### GIVEN INFORMATION
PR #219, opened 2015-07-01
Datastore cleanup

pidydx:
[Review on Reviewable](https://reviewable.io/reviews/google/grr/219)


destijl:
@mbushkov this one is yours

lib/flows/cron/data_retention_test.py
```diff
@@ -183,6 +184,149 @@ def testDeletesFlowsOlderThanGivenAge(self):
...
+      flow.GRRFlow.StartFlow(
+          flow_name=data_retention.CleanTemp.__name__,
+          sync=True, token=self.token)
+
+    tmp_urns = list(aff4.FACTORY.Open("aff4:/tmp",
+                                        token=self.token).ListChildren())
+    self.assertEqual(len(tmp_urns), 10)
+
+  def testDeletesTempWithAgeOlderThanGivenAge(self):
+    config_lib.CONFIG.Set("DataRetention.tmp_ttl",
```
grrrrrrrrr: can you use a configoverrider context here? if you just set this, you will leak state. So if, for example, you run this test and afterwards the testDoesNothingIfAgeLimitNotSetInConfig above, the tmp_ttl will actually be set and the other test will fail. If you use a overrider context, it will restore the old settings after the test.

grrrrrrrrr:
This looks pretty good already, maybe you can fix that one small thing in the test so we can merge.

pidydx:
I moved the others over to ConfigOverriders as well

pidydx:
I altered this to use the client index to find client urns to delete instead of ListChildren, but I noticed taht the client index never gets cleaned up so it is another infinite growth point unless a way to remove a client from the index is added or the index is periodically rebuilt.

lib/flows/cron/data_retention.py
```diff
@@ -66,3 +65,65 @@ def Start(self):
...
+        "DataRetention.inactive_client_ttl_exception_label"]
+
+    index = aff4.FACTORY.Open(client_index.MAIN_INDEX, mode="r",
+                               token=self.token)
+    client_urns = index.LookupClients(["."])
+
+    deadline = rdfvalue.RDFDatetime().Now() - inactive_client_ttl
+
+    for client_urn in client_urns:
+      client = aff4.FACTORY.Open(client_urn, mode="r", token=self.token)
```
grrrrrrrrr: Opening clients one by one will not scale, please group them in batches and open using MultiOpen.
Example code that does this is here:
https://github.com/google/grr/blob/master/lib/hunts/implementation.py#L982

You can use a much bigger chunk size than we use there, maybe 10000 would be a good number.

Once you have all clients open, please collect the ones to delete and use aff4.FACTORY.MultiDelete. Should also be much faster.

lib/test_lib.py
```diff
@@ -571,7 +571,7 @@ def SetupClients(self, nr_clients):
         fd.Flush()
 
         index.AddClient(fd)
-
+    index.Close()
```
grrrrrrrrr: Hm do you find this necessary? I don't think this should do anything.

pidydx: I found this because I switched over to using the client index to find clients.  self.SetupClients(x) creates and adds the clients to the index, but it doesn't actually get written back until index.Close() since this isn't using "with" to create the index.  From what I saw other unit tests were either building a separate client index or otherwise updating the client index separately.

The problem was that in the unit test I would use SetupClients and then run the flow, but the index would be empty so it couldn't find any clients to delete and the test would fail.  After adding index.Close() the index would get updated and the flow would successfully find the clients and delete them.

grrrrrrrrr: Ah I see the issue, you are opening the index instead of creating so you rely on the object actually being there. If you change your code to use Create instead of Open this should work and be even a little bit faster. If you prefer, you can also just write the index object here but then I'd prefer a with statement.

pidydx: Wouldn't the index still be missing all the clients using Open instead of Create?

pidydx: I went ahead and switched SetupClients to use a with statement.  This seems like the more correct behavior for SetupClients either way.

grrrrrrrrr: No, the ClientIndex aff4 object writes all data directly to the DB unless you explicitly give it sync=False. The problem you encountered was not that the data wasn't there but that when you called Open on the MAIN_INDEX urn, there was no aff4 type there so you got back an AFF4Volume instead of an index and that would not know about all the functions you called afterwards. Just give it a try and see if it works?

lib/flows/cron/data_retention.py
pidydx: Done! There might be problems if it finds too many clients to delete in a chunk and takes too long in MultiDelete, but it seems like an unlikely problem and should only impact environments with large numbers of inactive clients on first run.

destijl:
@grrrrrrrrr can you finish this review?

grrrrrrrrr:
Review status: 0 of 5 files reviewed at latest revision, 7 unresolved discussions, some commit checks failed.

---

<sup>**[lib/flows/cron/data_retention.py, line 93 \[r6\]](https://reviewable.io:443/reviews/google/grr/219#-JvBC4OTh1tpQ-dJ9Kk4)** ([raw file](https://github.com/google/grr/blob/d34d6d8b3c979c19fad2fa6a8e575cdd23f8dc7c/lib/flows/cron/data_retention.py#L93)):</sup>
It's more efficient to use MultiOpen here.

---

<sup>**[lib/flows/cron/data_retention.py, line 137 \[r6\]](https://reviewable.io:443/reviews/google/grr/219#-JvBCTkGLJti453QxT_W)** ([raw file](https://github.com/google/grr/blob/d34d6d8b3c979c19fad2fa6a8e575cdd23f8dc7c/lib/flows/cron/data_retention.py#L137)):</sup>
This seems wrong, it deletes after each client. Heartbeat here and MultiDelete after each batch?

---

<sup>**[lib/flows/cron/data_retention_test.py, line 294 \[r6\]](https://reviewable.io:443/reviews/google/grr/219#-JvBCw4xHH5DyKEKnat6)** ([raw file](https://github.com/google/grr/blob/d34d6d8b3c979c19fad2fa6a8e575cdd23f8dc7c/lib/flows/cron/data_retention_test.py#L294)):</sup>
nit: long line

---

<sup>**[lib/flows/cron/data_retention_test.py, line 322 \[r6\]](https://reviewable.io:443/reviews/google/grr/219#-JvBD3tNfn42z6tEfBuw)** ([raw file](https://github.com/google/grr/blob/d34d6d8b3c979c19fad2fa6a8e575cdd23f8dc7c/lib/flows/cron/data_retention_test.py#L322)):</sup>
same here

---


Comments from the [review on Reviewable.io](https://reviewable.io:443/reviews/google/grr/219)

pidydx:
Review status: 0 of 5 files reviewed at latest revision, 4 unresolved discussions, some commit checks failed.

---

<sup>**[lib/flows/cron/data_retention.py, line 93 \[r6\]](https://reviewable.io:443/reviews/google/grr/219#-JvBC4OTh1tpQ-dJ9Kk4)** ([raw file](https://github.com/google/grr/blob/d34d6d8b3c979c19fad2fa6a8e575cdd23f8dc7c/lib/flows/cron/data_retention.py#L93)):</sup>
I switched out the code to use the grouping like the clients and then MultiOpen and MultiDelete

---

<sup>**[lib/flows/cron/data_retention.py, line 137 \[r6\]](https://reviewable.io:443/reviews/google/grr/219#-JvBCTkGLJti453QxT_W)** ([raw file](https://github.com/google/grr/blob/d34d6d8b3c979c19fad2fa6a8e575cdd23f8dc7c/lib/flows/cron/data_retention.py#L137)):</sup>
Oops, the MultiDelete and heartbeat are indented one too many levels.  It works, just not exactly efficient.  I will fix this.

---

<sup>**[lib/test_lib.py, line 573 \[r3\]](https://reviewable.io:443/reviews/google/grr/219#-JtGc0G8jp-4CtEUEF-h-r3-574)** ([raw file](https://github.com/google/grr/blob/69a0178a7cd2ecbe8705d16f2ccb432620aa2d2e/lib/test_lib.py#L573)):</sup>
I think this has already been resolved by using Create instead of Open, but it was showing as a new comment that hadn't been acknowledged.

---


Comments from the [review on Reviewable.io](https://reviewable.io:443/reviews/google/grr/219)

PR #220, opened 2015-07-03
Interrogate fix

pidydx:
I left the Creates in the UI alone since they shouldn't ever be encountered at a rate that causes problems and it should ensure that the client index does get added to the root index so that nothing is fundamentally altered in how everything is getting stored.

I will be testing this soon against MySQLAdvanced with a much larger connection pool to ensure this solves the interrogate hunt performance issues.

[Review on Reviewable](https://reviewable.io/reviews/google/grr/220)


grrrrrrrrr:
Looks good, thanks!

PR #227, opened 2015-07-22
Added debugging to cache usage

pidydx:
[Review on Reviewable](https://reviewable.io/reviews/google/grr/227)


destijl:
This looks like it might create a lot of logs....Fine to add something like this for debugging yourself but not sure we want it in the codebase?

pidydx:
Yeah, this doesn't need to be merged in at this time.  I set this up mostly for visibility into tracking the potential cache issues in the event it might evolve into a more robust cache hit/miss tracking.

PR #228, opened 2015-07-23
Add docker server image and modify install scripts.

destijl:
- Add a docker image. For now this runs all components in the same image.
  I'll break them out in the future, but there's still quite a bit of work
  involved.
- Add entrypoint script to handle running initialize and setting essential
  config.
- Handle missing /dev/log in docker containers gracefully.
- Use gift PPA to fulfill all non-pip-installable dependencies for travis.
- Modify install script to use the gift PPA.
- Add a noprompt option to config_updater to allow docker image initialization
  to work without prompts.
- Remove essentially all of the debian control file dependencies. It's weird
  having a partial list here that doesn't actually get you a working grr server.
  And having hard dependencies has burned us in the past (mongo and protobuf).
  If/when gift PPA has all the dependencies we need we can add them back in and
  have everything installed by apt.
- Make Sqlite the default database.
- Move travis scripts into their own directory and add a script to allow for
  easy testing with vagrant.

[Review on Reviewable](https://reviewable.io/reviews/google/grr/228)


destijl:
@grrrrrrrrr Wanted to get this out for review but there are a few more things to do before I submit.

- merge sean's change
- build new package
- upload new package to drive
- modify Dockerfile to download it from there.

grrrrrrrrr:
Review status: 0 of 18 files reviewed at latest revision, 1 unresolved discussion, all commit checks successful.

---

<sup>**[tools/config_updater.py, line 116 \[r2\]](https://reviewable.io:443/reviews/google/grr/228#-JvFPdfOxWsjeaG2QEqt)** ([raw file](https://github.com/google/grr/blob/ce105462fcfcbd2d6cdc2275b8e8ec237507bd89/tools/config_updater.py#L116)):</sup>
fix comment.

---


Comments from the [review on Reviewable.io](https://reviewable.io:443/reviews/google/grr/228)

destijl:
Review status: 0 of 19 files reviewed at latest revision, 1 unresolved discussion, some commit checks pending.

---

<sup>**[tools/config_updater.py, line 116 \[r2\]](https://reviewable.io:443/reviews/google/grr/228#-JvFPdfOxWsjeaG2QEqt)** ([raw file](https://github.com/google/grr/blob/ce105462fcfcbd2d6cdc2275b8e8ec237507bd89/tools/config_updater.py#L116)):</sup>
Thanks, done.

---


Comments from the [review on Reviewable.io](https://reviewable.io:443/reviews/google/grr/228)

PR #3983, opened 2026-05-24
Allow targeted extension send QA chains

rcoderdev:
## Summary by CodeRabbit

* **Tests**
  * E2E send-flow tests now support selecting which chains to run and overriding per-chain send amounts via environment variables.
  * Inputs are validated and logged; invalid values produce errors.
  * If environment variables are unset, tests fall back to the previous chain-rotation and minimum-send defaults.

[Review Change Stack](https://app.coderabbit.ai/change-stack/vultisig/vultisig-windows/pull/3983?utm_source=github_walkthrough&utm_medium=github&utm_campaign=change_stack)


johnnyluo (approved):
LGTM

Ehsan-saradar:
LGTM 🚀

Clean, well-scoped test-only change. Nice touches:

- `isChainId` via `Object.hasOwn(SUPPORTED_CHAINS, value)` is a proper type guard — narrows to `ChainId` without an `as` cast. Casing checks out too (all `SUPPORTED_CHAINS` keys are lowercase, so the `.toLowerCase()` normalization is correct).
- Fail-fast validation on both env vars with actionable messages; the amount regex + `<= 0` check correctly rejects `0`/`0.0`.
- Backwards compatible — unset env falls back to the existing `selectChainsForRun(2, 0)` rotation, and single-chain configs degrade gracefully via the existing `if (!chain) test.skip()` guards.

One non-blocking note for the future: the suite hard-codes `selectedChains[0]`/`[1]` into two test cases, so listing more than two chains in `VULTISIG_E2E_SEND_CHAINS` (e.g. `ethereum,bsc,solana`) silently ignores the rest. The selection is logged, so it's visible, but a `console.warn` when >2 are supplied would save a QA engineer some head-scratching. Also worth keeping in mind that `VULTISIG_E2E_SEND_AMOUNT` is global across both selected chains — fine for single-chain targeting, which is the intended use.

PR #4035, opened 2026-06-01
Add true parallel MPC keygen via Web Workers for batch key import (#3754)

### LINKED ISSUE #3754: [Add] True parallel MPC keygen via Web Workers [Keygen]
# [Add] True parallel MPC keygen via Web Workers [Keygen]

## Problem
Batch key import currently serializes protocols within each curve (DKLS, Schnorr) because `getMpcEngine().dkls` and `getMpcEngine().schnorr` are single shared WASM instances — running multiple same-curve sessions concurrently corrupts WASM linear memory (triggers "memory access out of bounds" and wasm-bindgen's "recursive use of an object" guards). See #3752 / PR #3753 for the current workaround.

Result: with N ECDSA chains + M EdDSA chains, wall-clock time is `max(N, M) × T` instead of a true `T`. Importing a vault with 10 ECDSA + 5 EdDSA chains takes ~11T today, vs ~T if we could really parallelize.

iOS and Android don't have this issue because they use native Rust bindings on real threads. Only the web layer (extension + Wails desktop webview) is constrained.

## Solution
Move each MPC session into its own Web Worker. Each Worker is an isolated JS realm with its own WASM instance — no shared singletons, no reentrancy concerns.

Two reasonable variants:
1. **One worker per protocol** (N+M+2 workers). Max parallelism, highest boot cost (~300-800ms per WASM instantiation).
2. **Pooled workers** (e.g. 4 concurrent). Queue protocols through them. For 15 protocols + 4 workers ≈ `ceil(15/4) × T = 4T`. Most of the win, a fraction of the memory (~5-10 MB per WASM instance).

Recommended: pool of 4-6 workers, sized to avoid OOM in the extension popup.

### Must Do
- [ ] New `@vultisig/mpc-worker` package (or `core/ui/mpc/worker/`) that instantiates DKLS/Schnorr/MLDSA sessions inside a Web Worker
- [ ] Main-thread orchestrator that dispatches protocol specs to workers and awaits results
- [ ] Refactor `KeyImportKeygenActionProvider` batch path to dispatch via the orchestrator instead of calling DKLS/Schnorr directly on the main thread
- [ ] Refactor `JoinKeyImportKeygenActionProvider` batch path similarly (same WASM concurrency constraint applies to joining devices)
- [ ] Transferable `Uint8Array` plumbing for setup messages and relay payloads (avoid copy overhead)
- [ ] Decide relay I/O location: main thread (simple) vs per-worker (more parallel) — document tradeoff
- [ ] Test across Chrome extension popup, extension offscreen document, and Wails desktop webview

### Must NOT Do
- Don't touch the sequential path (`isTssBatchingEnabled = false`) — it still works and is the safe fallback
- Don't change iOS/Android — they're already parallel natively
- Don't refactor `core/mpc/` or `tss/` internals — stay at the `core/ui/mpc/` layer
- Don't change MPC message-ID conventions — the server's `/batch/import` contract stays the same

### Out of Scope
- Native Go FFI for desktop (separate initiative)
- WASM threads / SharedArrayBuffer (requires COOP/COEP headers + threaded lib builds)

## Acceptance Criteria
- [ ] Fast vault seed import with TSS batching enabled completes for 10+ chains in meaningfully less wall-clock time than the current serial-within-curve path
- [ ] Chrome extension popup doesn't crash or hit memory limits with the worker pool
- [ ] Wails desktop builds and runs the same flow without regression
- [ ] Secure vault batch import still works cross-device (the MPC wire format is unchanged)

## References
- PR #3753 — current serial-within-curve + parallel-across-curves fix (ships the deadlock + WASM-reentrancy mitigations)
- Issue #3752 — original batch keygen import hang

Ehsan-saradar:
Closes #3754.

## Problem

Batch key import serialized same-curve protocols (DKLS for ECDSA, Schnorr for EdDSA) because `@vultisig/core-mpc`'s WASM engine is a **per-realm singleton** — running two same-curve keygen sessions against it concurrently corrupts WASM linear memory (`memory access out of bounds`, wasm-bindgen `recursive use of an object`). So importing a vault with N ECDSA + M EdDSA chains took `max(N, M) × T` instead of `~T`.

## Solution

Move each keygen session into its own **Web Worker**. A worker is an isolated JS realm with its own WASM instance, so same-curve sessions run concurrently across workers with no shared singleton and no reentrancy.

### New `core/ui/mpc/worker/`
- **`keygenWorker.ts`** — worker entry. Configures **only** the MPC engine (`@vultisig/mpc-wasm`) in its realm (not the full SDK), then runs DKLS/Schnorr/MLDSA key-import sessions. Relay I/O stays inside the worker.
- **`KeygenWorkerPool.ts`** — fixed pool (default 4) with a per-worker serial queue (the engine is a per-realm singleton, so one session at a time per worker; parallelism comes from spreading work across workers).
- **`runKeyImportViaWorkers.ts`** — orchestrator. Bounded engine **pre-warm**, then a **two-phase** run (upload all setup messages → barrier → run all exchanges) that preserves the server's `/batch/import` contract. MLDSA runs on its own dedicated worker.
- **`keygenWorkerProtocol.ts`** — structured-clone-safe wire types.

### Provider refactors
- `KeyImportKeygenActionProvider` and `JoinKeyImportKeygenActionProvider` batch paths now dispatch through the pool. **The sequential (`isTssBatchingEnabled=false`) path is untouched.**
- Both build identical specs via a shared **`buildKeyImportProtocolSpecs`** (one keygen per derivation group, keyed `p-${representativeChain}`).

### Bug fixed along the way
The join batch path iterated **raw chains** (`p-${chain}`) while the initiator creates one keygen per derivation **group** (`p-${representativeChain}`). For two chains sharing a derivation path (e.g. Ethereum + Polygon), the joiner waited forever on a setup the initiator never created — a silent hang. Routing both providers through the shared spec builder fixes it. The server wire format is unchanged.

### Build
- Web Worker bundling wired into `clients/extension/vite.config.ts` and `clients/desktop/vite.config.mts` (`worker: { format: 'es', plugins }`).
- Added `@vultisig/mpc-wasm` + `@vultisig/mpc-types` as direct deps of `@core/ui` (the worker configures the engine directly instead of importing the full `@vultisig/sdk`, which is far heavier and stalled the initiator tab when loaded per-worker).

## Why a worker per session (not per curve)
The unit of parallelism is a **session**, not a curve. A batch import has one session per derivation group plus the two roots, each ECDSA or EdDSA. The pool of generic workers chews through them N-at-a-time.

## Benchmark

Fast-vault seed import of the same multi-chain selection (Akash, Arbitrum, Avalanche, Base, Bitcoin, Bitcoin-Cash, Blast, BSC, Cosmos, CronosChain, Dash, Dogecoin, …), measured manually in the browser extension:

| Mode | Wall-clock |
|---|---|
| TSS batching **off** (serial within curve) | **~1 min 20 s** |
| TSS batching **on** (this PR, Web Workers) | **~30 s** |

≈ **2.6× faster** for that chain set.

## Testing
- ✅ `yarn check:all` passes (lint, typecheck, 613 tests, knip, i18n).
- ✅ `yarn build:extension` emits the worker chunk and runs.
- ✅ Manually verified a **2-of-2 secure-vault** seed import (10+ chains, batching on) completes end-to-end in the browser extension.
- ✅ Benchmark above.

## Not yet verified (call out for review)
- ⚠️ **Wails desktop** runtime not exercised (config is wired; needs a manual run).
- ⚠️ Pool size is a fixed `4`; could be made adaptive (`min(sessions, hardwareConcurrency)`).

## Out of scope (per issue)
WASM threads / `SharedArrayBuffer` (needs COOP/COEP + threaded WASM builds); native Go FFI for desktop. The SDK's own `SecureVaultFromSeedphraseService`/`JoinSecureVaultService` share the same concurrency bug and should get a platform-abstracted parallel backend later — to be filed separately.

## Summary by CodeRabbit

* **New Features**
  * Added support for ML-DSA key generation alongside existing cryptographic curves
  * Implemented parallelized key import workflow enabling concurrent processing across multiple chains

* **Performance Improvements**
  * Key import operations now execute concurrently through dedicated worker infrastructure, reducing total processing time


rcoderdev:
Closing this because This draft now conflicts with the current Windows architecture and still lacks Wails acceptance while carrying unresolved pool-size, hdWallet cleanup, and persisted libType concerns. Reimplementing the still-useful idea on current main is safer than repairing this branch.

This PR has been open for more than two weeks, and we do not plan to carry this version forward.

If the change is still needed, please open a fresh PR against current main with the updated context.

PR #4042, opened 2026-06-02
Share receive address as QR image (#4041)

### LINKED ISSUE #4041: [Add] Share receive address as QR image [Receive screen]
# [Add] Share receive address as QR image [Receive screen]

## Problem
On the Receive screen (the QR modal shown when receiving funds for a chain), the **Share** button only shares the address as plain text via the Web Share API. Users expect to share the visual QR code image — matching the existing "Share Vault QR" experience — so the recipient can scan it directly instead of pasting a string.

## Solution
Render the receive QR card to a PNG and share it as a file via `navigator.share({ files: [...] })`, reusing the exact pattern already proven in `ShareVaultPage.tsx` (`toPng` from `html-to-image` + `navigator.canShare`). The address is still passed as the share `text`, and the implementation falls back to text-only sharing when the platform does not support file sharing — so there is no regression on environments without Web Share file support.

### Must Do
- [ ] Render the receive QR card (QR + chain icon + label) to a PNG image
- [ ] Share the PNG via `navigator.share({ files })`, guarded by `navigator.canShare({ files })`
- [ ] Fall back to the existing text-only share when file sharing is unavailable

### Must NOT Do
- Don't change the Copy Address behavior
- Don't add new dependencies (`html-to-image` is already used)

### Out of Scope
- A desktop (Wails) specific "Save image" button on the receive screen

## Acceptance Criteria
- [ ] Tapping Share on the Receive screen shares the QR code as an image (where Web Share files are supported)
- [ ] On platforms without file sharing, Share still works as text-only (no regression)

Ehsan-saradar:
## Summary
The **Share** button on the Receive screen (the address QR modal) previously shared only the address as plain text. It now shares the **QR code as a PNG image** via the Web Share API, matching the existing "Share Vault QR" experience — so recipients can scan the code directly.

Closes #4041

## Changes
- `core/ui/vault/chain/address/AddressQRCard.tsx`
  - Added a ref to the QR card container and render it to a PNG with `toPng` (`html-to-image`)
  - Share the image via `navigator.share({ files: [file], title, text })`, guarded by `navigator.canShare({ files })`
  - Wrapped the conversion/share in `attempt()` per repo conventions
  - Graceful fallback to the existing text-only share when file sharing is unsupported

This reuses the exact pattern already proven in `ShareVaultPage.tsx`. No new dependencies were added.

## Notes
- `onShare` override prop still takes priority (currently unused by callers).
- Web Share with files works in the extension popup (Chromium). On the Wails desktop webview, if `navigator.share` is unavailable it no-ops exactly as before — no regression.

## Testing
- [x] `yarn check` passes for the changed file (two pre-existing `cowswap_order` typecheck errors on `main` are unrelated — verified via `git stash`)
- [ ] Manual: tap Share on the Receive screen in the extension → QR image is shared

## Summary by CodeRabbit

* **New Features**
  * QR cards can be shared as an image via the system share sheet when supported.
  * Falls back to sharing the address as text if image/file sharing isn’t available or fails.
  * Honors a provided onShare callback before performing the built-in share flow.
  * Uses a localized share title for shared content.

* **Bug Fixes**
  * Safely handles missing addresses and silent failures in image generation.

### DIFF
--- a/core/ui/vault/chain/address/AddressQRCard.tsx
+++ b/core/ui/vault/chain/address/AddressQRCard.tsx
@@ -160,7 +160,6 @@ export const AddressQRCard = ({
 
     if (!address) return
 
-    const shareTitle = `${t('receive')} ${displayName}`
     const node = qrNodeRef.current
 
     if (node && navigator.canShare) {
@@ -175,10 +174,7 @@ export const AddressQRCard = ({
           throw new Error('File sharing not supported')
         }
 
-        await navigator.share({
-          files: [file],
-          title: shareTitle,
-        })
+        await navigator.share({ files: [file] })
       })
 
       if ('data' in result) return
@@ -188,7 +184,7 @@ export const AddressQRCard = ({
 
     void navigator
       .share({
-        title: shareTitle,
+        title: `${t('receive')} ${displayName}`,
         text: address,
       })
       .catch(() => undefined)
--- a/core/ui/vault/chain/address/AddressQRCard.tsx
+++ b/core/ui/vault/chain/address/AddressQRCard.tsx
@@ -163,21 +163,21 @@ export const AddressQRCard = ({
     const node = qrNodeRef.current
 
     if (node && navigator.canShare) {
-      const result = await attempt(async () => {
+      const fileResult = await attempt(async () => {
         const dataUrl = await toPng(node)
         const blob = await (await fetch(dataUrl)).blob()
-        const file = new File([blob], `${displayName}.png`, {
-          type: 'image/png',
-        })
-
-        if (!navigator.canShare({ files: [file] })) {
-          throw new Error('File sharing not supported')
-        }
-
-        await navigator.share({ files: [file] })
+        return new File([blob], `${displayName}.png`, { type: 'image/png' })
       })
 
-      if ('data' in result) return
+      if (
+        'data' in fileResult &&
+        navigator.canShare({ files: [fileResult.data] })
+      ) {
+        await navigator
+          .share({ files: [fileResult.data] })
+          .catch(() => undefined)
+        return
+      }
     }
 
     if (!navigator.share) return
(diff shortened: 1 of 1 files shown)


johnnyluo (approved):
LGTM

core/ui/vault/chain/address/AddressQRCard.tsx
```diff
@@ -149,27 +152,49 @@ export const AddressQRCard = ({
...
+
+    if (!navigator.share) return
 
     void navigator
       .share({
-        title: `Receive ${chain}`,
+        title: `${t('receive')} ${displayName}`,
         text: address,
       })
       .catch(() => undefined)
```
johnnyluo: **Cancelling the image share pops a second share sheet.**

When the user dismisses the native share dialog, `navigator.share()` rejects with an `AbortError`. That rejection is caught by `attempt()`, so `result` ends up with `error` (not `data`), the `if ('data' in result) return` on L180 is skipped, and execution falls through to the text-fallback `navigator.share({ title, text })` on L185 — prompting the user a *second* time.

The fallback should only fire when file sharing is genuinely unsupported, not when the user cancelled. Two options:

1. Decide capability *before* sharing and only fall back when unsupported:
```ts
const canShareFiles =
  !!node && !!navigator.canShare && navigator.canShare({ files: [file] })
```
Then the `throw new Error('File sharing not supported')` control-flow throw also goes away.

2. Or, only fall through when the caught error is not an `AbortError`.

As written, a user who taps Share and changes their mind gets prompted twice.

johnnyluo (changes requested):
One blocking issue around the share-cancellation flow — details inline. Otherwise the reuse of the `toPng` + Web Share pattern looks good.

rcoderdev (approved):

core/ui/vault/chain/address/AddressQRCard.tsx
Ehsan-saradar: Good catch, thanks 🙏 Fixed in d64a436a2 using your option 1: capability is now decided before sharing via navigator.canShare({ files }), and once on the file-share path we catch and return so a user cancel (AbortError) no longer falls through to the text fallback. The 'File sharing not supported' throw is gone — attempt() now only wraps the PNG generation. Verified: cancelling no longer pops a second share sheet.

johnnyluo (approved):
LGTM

### TASK INSTRUCTIONS
Out of the entries above, write out only the lines between the line holding "And having hard" and the line holding "- modify Dockerfile", inclusive, each exactly as given.

### ANSWER BOX
  And having hard dependencies has burned us in the past (mongo and protobuf).
  If/when gift PPA has all the dependencies we need we can add them back in and
  have everything installed by apt.
- Make Sqlite the default database.
- Move travis scripts into their own directory and add a script to allow for
  easy testing with vagrant.

[Review on Reviewable](https://reviewable.io/reviews/google/grr/228)


destijl:
@grrrrrrrrr Wanted to get this out for review but there are a few more things to do before I submit.

- merge sean's change
- build new package
- upload new package to drive
- modify Dockerfile to download it from there.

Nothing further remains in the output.